** Opening DATASET ENTRIES block **
Issue #615, opened 2017-05-02
Web Server


Vannrith:
Hi, thanks for your work, Chromebrew.
this is not an error or issue ..
I just have a question. How can I install Apache and full lamp stack?
I found nginx and php7, but still not enough, I want Apache and mysql as well.
thanks again :)

ntchambers:
I am working on mysql right now for #211. I'll add apache to the list.

Vannrith:
i'd love to know when it's ready.
thanks so much

ntchambers:
I was able to get apache built (I'll submit a PR later tonight), but I'm still having trouble with mysql/mariadb, so that will have to come at a later time

Vannrith:
it's near ^^

thedamian:
@Vannrith httpd added in https://github.com/skycocker/chromebrew/pull/618

Vannrith:
thanks so much

dihuta:
@ntchambers 
Any update on MySQL?
Thank you.

flyingP0tat0:
@dihuta Working on it, but will take some time. Please use the open MySQL issue for that.

hutzlibu:
I installed apache ... but how do I start it? (And how to auto-start it with login?)
Also in general, where do packages get installed to?

uberhacker:
Hey @hutzlibu: All great questions and we should definitely do a better job of documenting this.  PRs are certainly welcome.
How do I start it?
```
$ sudo /usr/local/apache2/bin/apachectl start
```
How do auto-start it with login?
```
$ echo 'sudo /usr/local/apache2/bin/apachectl start' >> ~/.bashrc
```
Where do packages get installed to?  Usually the files of most packages are installed in a subdirectory of `/usr/local` which is the default prefix for most configure scripts.  In the case of httpd, it is installed in `/usr/local/apache2`.  Other things worth mentioned about httpd:
How do I stop the server?
```
$ sudo /usr/local/apache2/bin/apachectl stop
```
Where is the document root?
```
/usr/local/apache2/htdocs
```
** Closing DATASET ENTRIES block **
§ **WHAT YOU WILL DO**
Give back the line containing "Hi, thanks for your work, Chromebrew." and all the lines after it through the end of the records, unchanged.

§ **TASK ANSWER**
Hi, thanks for your work, Chromebrew.
this is not an error or issue ..
I just have a question. How can I install Apache and full lamp stack?
I found nginx and php7, but still not enough, I want Apache and mysql as well.
thanks again :)

ntchambers:
I am working on mysql right now for #211. I'll add apache to the list.

Vannrith:
i'd love to know when it's ready.
thanks so much

ntchambers:
I was able to get apache built (I'll submit a PR later tonight), but I'm still having trouble with mysql/mariadb, so that will have to come at a later time

Vannrith:
it's near ^^

thedamian:
@Vannrith httpd added in https://github.com/skycocker/chromebrew/pull/618

Vannrith:
thanks so much

dihuta:
@ntchambers 
Any update on MySQL?
Thank you.

flyingP0tat0:
@dihuta Working on it, but will take some time. Please use the open MySQL issue for that.

hutzlibu:
I installed apache ... but how do I start it? (And how to auto-start it with login?)
Also in general, where do packages get installed to?

uberhacker:
Hey @hutzlibu: All great questions and we should definitely do a better job of documenting this.  PRs are certainly welcome.
How do I start it?
```
$ sudo /usr/local/apache2/bin/apachectl start
```
How do auto-start it with login?
```
$ echo 'sudo /usr/local/apache2/bin/apachectl start' >> ~/.bashrc
```
Where do packages get installed to?  Usually the files of most packages are installed in a subdirectory of `/usr/local` which is the default prefix for most configure scripts.  In the case of httpd, it is installed in `/usr/local/apache2`.  Other things worth mentioned about httpd:
How do I stop the server?
```
$ sudo /usr/local/apache2/bin/apachectl stop
```
Where is the document root?
```
/usr/local/apache2/htdocs
```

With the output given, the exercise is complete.